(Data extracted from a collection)
══════════

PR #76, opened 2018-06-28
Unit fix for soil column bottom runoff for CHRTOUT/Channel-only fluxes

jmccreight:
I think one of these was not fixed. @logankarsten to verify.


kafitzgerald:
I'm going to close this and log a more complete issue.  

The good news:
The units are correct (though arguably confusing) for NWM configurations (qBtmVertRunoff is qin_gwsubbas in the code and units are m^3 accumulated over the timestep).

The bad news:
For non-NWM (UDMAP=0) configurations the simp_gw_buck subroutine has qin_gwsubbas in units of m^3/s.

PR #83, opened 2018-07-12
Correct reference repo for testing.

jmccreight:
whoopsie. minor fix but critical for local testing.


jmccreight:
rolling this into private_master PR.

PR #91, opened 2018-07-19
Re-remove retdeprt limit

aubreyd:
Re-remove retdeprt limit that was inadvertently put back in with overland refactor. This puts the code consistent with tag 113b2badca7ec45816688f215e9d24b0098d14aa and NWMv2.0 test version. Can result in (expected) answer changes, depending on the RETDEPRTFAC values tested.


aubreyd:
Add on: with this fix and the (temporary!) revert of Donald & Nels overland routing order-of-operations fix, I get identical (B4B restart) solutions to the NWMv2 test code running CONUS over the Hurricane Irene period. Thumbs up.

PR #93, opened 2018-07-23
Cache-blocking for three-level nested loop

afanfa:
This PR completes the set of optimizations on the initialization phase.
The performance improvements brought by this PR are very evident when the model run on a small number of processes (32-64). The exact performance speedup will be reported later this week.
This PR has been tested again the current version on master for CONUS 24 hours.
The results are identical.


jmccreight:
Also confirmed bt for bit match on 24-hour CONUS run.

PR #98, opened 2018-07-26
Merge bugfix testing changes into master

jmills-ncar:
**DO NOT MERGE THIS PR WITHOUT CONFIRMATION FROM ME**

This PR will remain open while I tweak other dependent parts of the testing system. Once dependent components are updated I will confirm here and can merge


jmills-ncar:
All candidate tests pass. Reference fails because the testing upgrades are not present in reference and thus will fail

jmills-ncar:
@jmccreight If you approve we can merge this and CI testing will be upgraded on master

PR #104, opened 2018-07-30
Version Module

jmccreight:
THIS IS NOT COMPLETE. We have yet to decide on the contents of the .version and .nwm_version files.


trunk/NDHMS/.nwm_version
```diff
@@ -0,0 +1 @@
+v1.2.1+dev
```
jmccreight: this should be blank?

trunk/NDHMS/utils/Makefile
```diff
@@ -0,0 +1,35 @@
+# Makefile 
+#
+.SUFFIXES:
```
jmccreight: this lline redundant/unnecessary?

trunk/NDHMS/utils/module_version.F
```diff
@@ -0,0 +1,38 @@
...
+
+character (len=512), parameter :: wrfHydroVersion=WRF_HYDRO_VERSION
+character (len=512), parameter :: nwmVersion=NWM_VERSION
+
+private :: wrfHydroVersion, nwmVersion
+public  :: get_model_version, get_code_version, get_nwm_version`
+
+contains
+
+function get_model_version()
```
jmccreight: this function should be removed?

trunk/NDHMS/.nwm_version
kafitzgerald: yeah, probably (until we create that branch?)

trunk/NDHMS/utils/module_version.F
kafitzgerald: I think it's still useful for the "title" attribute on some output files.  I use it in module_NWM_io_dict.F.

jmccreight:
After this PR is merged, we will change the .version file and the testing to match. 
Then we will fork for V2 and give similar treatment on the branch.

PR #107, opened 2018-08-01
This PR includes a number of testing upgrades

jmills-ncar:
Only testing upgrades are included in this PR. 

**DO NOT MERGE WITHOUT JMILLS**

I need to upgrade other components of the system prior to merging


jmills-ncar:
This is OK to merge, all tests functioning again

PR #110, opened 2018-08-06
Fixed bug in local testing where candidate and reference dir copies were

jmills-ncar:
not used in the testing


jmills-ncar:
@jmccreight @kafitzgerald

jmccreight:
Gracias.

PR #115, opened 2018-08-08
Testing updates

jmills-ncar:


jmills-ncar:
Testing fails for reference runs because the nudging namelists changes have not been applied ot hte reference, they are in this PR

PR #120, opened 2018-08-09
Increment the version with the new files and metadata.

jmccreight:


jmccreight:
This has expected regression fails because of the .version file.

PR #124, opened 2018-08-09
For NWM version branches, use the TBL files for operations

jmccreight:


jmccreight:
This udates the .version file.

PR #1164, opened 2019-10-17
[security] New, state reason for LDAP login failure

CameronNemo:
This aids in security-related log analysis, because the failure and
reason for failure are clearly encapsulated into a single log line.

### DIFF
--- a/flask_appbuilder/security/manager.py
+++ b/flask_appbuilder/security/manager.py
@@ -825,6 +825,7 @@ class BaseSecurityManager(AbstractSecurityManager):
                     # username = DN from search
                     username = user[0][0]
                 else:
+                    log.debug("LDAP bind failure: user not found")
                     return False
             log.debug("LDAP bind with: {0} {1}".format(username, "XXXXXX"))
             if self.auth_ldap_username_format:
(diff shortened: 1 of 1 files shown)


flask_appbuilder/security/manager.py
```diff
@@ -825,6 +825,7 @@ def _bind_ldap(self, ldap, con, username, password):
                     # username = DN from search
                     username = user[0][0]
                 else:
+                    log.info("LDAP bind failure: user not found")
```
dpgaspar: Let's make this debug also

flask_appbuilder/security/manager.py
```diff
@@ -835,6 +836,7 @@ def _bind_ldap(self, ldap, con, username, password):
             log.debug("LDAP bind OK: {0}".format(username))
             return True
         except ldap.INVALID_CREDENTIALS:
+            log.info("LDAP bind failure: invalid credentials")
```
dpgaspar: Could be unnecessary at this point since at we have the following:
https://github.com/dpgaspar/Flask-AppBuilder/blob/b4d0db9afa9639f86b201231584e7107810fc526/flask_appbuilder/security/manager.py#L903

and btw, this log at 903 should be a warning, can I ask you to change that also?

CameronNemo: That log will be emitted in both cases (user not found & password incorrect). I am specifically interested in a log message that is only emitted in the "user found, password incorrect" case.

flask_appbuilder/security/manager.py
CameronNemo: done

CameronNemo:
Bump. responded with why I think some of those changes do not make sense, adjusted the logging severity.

══════════

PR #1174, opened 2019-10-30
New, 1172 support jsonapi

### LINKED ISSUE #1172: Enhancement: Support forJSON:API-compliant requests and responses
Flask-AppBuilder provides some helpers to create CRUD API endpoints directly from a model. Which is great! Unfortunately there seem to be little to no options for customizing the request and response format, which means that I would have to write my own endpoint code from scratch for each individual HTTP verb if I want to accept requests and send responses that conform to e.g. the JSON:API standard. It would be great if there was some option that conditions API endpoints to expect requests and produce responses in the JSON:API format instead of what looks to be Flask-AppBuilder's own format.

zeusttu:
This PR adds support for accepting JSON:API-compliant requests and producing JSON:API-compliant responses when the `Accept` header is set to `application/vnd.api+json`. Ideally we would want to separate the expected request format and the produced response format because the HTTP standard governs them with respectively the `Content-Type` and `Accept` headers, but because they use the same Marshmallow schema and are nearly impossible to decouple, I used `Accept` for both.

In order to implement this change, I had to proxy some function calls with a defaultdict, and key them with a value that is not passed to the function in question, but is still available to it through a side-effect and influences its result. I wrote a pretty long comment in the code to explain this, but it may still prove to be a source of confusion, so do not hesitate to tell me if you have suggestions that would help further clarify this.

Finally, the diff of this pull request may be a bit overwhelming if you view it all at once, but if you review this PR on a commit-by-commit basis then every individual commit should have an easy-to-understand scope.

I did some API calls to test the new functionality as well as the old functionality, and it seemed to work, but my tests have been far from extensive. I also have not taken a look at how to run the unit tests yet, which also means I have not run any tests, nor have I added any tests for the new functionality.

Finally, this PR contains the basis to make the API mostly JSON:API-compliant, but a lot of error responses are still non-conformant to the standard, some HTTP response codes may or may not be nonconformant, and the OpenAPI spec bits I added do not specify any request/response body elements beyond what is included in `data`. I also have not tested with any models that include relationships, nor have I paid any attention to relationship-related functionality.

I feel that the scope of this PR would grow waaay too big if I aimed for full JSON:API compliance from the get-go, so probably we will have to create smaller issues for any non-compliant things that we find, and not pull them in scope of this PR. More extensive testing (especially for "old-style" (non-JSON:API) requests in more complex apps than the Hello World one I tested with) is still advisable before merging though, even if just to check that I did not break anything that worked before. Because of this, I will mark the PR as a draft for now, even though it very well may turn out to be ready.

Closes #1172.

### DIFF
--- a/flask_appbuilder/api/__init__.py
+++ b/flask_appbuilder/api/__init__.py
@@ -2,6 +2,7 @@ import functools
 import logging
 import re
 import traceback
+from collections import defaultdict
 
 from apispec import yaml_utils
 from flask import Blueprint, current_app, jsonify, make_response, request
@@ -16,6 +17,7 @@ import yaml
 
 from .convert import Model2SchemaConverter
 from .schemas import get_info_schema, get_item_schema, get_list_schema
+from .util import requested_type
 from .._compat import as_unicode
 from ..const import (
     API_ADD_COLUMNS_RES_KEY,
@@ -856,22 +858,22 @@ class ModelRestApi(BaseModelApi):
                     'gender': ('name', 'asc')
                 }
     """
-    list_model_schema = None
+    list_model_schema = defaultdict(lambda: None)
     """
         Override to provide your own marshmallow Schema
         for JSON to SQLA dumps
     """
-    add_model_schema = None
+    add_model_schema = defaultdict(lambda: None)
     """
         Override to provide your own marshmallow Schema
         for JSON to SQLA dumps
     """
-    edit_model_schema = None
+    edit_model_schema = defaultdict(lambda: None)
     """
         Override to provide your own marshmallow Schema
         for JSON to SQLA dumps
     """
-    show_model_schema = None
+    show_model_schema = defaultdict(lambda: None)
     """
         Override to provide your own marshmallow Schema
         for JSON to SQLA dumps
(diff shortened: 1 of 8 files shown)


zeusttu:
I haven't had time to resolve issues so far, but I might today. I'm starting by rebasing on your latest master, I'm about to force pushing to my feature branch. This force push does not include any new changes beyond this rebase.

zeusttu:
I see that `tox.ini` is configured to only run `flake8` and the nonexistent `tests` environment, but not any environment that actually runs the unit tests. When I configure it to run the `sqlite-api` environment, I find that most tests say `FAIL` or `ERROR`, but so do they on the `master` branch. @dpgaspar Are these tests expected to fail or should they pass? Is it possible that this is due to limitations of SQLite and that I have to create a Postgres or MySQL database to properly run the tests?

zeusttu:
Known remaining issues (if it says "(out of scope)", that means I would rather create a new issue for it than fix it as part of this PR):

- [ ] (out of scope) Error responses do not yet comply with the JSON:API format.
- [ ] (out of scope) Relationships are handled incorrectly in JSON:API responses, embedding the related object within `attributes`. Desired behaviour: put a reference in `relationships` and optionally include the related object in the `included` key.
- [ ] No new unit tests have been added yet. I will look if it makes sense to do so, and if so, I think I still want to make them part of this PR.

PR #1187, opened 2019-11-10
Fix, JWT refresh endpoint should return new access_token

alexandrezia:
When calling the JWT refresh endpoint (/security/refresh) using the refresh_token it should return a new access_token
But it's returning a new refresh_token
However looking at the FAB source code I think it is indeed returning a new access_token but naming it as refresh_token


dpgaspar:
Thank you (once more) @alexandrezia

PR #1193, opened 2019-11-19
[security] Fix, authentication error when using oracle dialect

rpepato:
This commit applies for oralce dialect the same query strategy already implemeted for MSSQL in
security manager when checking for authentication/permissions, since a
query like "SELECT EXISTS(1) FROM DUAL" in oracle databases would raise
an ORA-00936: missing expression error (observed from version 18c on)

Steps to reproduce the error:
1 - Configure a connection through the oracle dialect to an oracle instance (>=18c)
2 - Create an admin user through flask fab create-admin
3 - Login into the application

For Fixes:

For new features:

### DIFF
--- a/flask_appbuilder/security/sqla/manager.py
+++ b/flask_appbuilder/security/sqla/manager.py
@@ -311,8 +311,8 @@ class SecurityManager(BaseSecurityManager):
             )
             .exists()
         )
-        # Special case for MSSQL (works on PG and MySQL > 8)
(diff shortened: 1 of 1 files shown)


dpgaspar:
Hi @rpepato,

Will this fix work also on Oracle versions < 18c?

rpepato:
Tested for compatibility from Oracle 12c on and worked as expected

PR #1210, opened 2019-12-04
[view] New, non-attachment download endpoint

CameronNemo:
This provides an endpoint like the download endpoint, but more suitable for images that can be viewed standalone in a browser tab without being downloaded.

══════════

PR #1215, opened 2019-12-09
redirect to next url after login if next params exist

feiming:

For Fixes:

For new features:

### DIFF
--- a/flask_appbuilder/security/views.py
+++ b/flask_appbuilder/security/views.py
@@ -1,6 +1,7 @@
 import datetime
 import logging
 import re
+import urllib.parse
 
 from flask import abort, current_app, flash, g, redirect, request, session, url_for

══════════

**Task directions:** Of the entries above, transcribe exactly those lines that fall between the line containing "PR #76, opened 2018-06-28" and the line containing "upgraded on master", together with those two lines.

**Response to the exercise:**
PR #76, opened 2018-06-28
Unit fix for soil column bottom runoff for CHRTOUT/Channel-only fluxes

jmccreight:
I think one of these was not fixed. @logankarsten to verify.


kafitzgerald:
I'm going to close this and log a more complete issue.  

The good news:
The units are correct (though arguably confusing) for NWM configurations (qBtmVertRunoff is qin_gwsubbas in the code and units are m^3 accumulated over the timestep).

The bad news:
For non-NWM (UDMAP=0) configurations the simp_gw_buck subroutine has qin_gwsubbas in units of m^3/s.

PR #83, opened 2018-07-12
Correct reference repo for testing.

jmccreight:
whoopsie. minor fix but critical for local testing.


jmccreight:
rolling this into private_master PR.

PR #91, opened 2018-07-19
Re-remove retdeprt limit

aubreyd:
Re-remove retdeprt limit that was inadvertently put back in with overland refactor. This puts the code consistent with tag 113b2badca7ec45816688f215e9d24b0098d14aa and NWMv2.0 test version. Can result in (expected) answer changes, depending on the RETDEPRTFAC values tested.


aubreyd:
Add on: with this fix and the (temporary!) revert of Donald & Nels overland routing order-of-operations fix, I get identical (B4B restart) solutions to the NWMv2 test code running CONUS over the Hurricane Irene period. Thumbs up.

PR #93, opened 2018-07-23
Cache-blocking for three-level nested loop

afanfa:
This PR completes the set of optimizations on the initialization phase.
The performance improvements brought by this PR are very evident when the model run on a small number of processes (32-64). The exact performance speedup will be reported later this week.
This PR has been tested again the current version on master for CONUS 24 hours.
The results are identical.


jmccreight:
Also confirmed bt for bit match on 24-hour CONUS run.

PR #98, opened 2018-07-26
Merge bugfix testing changes into master

jmills-ncar:
**DO NOT MERGE THIS PR WITHOUT CONFIRMATION FROM ME**

This PR will remain open while I tweak other dependent parts of the testing system. Once dependent components are updated I will confirm here and can merge


jmills-ncar:
All candidate tests pass. Reference fails because the testing upgrades are not present in reference and thus will fail

jmills-ncar:
@jmccreight If you approve we can merge this and CI testing will be upgraded on master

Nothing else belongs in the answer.